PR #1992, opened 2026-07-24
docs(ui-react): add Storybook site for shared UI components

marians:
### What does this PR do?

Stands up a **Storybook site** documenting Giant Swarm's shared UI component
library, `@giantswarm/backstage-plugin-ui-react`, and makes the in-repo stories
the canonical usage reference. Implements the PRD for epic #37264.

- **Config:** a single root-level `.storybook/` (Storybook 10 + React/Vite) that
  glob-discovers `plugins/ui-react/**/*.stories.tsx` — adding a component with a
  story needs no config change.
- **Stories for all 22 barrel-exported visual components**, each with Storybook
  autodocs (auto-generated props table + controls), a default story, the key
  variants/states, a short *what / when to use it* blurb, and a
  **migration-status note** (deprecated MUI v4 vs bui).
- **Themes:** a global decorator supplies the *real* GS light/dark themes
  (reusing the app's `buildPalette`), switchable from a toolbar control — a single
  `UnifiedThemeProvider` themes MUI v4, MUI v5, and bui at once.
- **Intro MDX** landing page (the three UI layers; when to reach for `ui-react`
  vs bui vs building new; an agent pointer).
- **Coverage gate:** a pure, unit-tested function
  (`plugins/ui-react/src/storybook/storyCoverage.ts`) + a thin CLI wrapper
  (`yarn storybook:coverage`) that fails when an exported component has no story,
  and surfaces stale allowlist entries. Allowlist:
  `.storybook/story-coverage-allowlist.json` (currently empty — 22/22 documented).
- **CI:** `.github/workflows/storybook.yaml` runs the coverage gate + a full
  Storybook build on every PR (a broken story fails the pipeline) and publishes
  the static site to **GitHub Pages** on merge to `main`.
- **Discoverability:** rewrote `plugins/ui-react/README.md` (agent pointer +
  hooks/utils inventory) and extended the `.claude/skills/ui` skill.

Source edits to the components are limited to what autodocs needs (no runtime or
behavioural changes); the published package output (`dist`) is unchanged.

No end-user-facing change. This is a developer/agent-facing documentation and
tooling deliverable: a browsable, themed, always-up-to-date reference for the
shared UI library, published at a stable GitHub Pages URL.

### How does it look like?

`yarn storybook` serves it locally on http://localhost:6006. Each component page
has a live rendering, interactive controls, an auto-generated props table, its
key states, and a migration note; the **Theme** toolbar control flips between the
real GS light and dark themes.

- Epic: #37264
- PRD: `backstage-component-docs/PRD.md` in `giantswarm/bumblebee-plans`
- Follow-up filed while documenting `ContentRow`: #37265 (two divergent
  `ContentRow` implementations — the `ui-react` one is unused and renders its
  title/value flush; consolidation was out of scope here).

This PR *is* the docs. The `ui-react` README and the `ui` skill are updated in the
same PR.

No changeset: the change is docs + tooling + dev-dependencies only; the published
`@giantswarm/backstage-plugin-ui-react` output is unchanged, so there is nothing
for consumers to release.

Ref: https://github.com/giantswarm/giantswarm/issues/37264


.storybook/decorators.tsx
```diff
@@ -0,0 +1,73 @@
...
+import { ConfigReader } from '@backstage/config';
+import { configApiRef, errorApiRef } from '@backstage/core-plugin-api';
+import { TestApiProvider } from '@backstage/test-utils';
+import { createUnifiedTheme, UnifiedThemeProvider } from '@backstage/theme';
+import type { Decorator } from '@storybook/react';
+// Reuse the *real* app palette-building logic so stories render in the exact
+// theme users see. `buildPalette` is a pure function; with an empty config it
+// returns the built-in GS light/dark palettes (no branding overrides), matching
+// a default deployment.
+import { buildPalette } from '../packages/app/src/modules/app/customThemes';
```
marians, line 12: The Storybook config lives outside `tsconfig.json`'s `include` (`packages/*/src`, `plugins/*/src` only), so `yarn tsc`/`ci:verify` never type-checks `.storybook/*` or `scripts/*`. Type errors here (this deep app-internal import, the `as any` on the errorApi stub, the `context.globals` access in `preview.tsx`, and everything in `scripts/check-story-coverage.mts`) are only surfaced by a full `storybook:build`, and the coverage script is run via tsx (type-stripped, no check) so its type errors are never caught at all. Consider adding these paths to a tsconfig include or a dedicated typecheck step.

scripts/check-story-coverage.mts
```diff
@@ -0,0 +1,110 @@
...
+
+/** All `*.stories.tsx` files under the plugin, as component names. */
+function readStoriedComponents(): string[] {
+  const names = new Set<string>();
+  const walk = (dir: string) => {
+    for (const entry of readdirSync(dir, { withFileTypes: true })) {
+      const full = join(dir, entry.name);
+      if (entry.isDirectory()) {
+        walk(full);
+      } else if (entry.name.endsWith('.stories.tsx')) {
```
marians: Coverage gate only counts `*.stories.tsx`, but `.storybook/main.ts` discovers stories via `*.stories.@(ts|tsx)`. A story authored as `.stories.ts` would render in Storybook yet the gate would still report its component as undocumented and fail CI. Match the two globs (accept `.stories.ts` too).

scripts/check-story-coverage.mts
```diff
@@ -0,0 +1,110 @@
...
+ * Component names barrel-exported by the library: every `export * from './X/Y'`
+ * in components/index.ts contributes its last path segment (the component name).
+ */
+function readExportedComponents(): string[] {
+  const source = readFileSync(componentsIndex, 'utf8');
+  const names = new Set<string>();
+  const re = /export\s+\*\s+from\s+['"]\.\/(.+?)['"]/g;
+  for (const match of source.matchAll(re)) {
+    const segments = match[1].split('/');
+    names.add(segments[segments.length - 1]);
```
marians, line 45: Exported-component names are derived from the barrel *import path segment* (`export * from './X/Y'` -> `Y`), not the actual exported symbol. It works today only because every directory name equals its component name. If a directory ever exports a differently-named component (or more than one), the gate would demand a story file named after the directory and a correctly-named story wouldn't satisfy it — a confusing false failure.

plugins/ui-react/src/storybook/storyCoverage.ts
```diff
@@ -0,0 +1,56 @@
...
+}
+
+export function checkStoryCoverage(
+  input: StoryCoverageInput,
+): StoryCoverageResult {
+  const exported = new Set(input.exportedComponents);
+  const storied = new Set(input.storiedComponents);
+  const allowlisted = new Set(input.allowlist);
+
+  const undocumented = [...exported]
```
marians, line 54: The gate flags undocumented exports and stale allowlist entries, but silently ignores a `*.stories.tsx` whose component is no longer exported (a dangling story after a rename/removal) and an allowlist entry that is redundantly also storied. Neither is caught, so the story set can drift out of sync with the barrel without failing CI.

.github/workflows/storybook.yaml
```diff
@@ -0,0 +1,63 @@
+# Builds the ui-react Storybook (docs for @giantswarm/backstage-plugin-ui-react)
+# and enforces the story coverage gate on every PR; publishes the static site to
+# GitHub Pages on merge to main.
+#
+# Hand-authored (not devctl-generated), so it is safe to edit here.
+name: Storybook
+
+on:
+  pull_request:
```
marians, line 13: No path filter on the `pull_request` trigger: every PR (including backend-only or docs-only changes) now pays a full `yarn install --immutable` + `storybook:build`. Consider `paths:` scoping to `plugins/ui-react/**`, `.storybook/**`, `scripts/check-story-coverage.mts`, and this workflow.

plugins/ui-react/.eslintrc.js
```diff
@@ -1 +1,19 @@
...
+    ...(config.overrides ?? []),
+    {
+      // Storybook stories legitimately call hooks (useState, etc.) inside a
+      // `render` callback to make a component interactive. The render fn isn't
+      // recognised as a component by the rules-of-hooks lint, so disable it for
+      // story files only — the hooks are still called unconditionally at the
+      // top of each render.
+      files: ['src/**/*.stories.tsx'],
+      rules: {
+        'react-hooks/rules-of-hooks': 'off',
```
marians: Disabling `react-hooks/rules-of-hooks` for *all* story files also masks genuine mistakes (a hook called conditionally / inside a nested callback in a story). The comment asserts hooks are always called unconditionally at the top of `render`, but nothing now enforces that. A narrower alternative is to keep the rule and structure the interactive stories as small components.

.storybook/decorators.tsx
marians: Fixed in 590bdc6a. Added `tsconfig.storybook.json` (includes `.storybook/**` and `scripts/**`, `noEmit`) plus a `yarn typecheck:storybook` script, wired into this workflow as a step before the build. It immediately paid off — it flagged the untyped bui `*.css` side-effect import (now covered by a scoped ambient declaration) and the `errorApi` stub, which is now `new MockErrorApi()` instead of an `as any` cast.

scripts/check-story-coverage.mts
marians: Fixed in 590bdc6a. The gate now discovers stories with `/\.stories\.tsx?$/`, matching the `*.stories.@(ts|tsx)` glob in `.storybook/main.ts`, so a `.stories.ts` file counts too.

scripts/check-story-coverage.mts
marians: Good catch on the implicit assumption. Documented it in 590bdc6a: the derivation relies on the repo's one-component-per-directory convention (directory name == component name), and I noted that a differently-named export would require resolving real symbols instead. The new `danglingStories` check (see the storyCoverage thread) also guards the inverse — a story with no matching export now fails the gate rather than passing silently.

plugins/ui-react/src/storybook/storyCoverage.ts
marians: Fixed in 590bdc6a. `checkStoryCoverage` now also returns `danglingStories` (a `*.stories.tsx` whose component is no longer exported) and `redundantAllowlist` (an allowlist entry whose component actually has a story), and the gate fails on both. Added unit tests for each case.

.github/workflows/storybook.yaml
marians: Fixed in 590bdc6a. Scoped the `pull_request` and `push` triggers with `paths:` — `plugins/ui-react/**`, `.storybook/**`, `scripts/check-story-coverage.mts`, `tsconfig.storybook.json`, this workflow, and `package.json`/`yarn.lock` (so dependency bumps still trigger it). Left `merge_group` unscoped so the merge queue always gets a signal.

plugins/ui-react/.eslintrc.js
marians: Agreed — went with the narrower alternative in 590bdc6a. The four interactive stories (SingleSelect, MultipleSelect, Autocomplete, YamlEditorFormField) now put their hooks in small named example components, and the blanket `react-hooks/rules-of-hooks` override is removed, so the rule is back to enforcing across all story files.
▬▬▬
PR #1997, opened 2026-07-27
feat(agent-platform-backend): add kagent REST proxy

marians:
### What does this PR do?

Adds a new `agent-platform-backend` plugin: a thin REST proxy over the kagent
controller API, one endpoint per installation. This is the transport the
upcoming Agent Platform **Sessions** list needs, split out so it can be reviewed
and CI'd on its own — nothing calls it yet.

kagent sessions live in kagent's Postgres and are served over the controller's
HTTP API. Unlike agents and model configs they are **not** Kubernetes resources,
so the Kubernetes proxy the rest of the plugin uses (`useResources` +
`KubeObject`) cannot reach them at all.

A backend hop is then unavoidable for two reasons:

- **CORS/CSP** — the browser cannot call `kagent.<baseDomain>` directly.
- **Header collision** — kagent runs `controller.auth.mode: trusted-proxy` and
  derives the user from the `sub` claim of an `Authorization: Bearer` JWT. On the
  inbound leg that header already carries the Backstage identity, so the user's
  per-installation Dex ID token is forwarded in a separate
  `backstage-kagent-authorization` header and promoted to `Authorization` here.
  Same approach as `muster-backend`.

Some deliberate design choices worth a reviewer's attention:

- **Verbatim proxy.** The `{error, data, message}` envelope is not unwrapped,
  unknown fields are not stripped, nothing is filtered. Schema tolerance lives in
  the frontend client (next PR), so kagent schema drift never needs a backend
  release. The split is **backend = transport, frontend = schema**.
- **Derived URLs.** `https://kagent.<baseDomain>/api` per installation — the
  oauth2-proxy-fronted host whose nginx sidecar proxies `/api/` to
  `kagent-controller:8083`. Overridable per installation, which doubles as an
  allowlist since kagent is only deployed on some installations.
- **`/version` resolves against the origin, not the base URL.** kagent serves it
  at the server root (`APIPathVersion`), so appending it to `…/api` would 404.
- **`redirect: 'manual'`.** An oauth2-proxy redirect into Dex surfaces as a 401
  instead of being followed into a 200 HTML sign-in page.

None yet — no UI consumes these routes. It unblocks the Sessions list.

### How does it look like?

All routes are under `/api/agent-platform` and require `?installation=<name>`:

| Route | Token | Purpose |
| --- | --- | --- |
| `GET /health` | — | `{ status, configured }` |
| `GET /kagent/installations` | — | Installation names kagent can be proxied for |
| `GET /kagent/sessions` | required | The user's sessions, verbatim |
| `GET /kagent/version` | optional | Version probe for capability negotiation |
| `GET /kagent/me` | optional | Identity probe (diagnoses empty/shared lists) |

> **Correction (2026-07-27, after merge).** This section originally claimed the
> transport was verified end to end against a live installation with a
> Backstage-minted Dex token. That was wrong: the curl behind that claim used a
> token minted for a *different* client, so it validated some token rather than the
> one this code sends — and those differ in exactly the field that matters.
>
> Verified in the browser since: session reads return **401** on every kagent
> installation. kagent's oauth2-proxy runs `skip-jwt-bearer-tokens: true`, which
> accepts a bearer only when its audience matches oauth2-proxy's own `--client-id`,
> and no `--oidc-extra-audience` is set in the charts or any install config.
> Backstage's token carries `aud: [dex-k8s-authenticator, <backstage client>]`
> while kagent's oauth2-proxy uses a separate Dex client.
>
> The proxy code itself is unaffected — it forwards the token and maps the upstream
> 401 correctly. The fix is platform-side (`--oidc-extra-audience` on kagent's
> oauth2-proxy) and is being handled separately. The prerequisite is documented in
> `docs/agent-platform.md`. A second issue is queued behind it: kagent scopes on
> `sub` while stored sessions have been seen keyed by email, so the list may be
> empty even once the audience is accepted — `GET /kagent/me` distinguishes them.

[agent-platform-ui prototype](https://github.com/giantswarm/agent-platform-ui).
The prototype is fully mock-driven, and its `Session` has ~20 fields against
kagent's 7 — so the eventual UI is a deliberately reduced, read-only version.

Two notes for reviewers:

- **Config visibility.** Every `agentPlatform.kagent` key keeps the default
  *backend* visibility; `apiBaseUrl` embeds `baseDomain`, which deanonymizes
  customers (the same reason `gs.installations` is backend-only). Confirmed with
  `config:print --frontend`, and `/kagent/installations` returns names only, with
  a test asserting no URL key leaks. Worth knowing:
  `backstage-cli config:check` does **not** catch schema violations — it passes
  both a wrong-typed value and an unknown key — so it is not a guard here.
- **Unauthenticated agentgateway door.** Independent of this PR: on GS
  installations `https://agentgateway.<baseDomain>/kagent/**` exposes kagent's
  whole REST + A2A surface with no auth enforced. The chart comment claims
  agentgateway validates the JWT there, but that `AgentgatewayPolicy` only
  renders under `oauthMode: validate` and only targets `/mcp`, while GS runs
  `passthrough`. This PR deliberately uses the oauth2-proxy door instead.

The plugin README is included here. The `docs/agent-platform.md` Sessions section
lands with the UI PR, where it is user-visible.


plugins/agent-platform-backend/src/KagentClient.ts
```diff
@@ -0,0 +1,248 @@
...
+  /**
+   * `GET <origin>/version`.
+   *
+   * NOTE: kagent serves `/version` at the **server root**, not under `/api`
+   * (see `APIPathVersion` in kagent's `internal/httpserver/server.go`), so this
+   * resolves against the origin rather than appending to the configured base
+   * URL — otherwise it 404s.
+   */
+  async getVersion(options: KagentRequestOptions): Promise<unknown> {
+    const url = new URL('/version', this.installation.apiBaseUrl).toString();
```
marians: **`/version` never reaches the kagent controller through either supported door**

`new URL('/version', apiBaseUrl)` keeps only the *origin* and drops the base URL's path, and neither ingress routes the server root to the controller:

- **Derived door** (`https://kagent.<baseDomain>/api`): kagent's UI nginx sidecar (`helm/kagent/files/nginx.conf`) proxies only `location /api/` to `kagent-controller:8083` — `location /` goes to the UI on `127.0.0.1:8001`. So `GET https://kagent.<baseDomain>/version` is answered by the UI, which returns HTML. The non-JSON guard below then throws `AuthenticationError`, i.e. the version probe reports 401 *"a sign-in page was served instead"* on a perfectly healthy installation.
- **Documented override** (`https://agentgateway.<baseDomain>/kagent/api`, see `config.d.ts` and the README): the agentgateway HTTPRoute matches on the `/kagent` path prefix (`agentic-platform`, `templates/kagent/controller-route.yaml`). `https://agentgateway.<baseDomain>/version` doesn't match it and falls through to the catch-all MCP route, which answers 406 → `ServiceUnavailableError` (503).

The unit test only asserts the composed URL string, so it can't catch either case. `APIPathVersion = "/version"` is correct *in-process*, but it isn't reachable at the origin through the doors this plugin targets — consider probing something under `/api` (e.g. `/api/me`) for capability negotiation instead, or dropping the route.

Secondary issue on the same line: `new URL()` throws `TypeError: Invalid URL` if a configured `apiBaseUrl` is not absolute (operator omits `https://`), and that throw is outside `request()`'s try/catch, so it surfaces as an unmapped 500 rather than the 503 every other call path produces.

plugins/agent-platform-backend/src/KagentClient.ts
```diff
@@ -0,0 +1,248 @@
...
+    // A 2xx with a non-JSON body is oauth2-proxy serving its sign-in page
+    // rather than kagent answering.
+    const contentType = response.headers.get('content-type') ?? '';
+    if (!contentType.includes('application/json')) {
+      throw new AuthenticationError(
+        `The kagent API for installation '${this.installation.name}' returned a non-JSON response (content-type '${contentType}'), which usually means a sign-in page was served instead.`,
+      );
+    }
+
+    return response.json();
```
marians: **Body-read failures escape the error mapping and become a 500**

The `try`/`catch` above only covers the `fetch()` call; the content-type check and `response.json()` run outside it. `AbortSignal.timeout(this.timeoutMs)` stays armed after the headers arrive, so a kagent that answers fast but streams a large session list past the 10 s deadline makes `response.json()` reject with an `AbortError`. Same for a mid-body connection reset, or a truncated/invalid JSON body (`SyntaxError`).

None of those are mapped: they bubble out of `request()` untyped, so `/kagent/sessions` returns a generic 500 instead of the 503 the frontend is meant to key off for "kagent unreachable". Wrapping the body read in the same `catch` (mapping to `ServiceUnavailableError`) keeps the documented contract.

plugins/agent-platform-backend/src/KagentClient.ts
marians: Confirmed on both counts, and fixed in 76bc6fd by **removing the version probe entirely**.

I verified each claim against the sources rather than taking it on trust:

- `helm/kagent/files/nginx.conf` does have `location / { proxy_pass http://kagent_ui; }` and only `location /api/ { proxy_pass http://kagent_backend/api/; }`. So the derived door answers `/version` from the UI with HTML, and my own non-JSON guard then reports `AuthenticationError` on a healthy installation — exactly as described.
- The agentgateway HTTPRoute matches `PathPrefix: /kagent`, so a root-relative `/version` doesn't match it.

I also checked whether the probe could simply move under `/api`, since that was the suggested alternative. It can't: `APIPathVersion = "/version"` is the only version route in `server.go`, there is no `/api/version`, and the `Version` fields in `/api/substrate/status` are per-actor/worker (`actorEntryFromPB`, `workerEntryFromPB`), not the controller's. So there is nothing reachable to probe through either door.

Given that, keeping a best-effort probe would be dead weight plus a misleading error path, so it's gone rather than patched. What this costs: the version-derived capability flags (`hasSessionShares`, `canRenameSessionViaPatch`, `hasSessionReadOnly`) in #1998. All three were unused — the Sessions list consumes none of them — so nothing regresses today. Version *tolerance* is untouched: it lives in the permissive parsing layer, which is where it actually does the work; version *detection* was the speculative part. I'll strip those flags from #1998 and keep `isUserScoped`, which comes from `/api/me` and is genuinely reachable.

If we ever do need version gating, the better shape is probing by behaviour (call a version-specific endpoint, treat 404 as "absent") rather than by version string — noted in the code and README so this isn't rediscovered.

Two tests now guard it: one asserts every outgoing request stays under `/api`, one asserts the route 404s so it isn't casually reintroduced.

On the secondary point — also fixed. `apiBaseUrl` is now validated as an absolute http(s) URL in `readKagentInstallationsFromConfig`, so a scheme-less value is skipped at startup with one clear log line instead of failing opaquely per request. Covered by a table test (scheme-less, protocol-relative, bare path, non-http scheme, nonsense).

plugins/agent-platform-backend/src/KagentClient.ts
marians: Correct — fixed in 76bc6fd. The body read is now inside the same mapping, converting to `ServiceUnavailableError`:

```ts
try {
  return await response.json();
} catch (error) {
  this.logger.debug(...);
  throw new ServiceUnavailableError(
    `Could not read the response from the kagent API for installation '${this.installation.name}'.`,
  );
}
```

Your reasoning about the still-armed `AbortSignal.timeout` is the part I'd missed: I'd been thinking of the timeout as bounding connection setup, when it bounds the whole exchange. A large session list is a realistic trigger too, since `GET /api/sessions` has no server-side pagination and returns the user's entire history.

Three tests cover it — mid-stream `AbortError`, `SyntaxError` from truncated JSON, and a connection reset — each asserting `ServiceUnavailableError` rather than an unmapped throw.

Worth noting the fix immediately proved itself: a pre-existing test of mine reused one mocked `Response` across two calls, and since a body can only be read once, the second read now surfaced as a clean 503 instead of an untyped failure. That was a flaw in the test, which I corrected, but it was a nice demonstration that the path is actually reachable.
▬▬▬
- **Problem**
The reply should hold only the lines of the listing above starting at the line containing "PR #1992, opened 2026-07-24" and ending at the line containing "- **Config:** a", exactly as written.

- **Solution**
PR #1992, opened 2026-07-24
docs(ui-react): add Storybook site for shared UI components

marians:
### What does this PR do?

Stands up a **Storybook site** documenting Giant Swarm's shared UI component
library, `@giantswarm/backstage-plugin-ui-react`, and makes the in-repo stories
the canonical usage reference. Implements the PRD for epic #37264.

- **Config:** a single root-level `.storybook/` (Storybook 10 + React/Vite) that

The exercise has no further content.